To modify JVM settings using a bootstrap action

  • In the directory where you installed the Amazon EMR CLI, type the following command.

    • Linux, UNIX, and Mac OS X users:

      ./elastic-mapreduce --create --alive --name "JVM infinite reuse" \
      --bootstrap-action s3://elasticmapreduce/bootstrap-actions/configure-hadoop \
      --bootstrap-name "Configuring infinite JVM reuse" \
      --args "-m,mapred.job.reuse.jvm.num.tasks=-1"
    • Windows users:

      ruby elastic-mapreduce --create --alive --name "JVM infinite reuse" --bootstrap-action s3://elasticmapreduce/bootstrap-actions/configure-hadoop --bootstrap-name "Configuring infinite JVM reuse" --args "-m,mapred.job.reuse.jvm.num.tasks=-1"

Note

Amazon EMR sets the value of mapred.job.reuse.jvm.num.tasks to 20, but you can override it with a bootstrap action. A value of -1 means infinite reuse within a single job, and 1 means do not reuse tasks.

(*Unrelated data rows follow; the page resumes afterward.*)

Issue #5061, opened 2020-11-16
Need to migrate from travis-ci.org


andreasabel:
Seems like https://travis-ci.org is closing down and we have to move to https://travis-ci.com by the end of the year:
https://mailchi.mp/3d439eeb1098/travis-ciorg-is-moving-to-travis-cicom

Migration guide: https://docs.travis-ci.com/user/migrate/open-source-repository-migration

I am already experiencing a lack of responsivity of travis-ci.org for my builds: they queue for long times.
It could be that we have to look for alternatives to travis. See e.g. https://www.theregister.com/2020/11/02/travis_ci_pricng/
> “We will upgrade you to our trial (free) plan with a 10K credit allotment (which allows around 1,000 minutes in a Linux environment,” the company said. “When your credit allotment runs out - we’d love for you to consider which of our plans will meet your needs.”

Is this per 1000 min per month or total?  I suppose the latter.  It seems to get more one has to file an application. See https://travis-ci.com/plans :
> Free for open source. We love the Open Source Community, and to show how much we love it, upon validated request placed with our Support Team you may receive free OSS credits for your public builds. 

Continuing https://www.theregister.com/2020/11/02/travis_ci_pricng/ :
> There are other options for developers, including GitHub which offers 2,000 free minutes of its Actions service per month for private repositories, and unlimited free minutes for public repositories. GitLab offers 400 CI/CD minutes free for any team, and also offers unlimited free access for “qualifying open source projects.”

So maybe we can move everything to GitHub actions instead of migrating to travis-ci.com?!

UlfNorell:
I would be for migrating to GitHub actions, but I am by no means an expert on these things. Are there things we are doing on Travis now that would be hard/impossible with GitHub actions, or is it just a matter of skilled manual labour converting the travis file?

L-TChen:
> it just a matter of skilled manual labour converting the travis file?

As well as a vast amount of time working in the dark. 😭 

I thought that was more or less an easy task, but ... anyway see my PR #5108.

andreasabel:
_While you are doing the hard work, @L-TChen , I wrote an email to Travis CI begging for free CI.  This might buy us (and agda/agda-stdlib etc.) some time..._

Dear Madams and Sirs of travis-ci.com,

we, the developers of the Agda programming language, have benefited from the free CI service at travis-ci.org for several years, with close to 9000 builds of

  https://travis-ci.org/github/agda/agda

and some other projects of the Agda github community, see

[...]

Issue #5037, opened 2020-11-06
Travis test for size-solver compiles Agda but shouldn't


andreasabel:
The travis test named "Compiler tests, benchmark summary, and other test" takes now a felt eternity.  It compiles Agda from scratch:
```
stack build size-solver "${BUILD_ARGS[@]}"
Agda-2.6.2: unregistering (local file changes: .stack-work/dist/x86_64-linux/Cabal-3.2.0.0/build/autogen/Paths_Agda.hs)
Agda       > configure (lib + exe)
Agda       > [1 of 2] Compiling Main             ( /home/travis/build/agda/agda/Setup.hs, /home/travis
/build/agda/agda/.stack-work/dist/x86_64-linux/Cabal-3.2.0.0/setup/Main.o )
Agda       > Linking /home/travis/build/agda/agda/.stack-work/dist/x86_64-linux/Cabal-3.2.0.0/setup/setup ...
Agda       > Configuring Agda-2.6.2...
Agda       > build (lib + exe)
Agda       > Preprocessing library for Agda-2.6.2..
Agda       > unused rules: 6
Agda       > Building library for Agda-2.6.2..
Agda       > [  1 of 392] Compiling Agda.Interaction.ExitCode
Agda       > [  2 of 392] Compiling Agda.Interaction.Highlighting.Dot.Base
Agda       > [  3 of 392] Compiling Agda.Termination.CutOff
Agda       > [  4 of 392] Compiling Agda FOO BAR BAZ
```
Something is going very wrong here...

A quick fix would be to turn off the CI for size-solver (which is of limited value anyway).
Or maybe someone has a clue why this is suddently happening.

PR #5108, opened 2020-12-21
[ workflow, re #5061 ] Migrate from Travis.org to GitHub

### LINKED ISSUE #4774: Rebalance travis (e.g. move cubical test to own test instance)
A recent travis build (https://travis-ci.org/github/agda/agda/builds/700659649) shows that instance `.3` takes 26 min while `.2` and `.4` only take 14 min each.  The reason seems to be the grows of the cubical library, which takes 10 min by itself: 
Screenshot 2020-06-23 at 16 53 38

Could we single out the `cubical-test` into a new instance `.5`, possibly plus the `benchmark` (1min)?  This should balance the instances to each take approx. 15 min more or less, and save us ~10min each time.

L-TChen:
This PR moves parts of Travis CI scripts to GitHub by adding a new workflow `test.yml` which 

1. complies Agda on Ubuntu 18.04 with the latest supported GHC 
2. runs all test suites ~(except `size-solver` due to #5037)~ in 3 parallel runners
3. cancels previous runs on the same branch. 

This workflow is triggered if
1. a commit is pushed to `master`, `issue*`, or `release`
2. turned on manually (some [screenshots](https://levelup.gitconnected.com/how-to-manually-trigger-a-github-actions-workflow-4712542f1960)).

As for pull requests, one has to trigger this workflow manually whenever ready. I suggest contributors run this workflow on their own fork before sending PR, since this workflow is very expensive. The status of this workflow for this PR can be seen from [here](https://github.com/L-TChen/agda/actions?query=workflow%3A%22Build%2C+Test%2C+and+Benchmark%22).

As for the remains on Travis CI, I will just copy this workflow later and add more ghc versions to test for the `release*` branch, if I don't find a neat way to do it.

There are minor changes over existing scripts and Makefile.


jespercockx:
This looks good, it will be great to have all CI on a single platform again.

L-TChen:
I will also deal with #4774 before merging this into the `master` branch. So please just let me know if there are other (minor) suggestions about GitHub workflows. 

Note that #5037 is not really about Travis or CI, but some problem with the stack configuration or Makefile ...

L-TChen:
Some additional changes:

#5037 is resolved by sharing the same set of options while making `size-solvers.
#4774 is resolved.

.github/workflows/stack.yml
```diff
@@ -19,27 +19,40 @@ on:
...
       matrix:
         os: [ubuntu-18.04]
+        stack-ver: [2.5.1]
         ghc-ver: [8.10.2, 8.8.4, 8.6.5, 8.4.4, 8.2.2, 8.0.2]
         include:
           - os: macos-latest
             ghc-ver: 8.10.2
+            stack-ver: 2.5.1
           - os: windows-latest
             ghc-ver: 8.10.1
```
andreasabel: Can this be upgraded to 8.10.2.2 or still not?

.github/workflows/test.yml
```diff
@@ -0,0 +1,301 @@
...
+    - '.github/workflows/lint.yml'
+    - '.github/workflows/nightly.yml'
+    - '.github/workflows/stack.yml'
+    - '.github/workflows/user_manual.yml'
+    - '.github/workflows/whitespace.yml'
+    - 'src/fix-whitespace/**'
+    - '.travis'
+    - 'benchmark/**'
+    - 'doc/**'
+    - 'examples/**'
```
andreasabel: Is it ok to ignore `benchmark`, `doc`, and `examples`?  These contain files belonging to the testsuite.

andreasabel (commented):
Great work!!

I cannot really review this, since I am just starting to learn GitHub Actions.

But anyhow: if it works, it works.

.github/workflows/stack.yml
L-TChen: Yes. I updated the workflow just now. However, it seems that ghc 8.10.2.2 must be installed via Chocolatey (a package manager on Windows) since it is not an official release. I am not sure if `stack` can get the right `ghc` to install. Otherwise, as far as I can remember, `stack` would download the broken one and throw some odd error messages which are confusing to Windows users. 

I left comments in `stack-8.10.2.2.yaml`.

.github/workflows/test.yml
L-TChen: Ooops, I just forgot. I put them back now.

To disable reducer speculative execution using a bootstrap action

  • In the directory where you installed the Amazon EMR CLI, type the following command.

    • Linux, UNIX, and Mac OS X users:

      ./elastic-mapreduce --create --alive --name "Reducer speculative execution" \
      --bootstrap-action s3://elasticmapreduce/bootstrap-actions/configure-hadoop \
      --bootstrap-name "Disable reducer speculative execution" \
      --args "-m,mapred.reduce.tasks.speculative.execution=false"
    • Windows users:

      ruby elastic-mapreduce --create --alive --name "Reducer speculative execution" --bootstrap-action s3://elasticmapreduce/bootstrap-actions/configure-hadoop --bootstrap-name "Disable reducer speculative execution" --args "-m,mapred.reduce.tasks.speculative.execution=false"

To disable intermediate compression or change the compression codec using a bootstrap action

  • In the directory where you installed the Amazon EMR CLI, type the following command. Use mapred.compress.map.output=false to disable intermediate compression. Use mapred.map.output.compression.codec=org.apache.hadoop.io.compress.GzipCodec to change the compression codec to Gzip. Both arguments are presented below.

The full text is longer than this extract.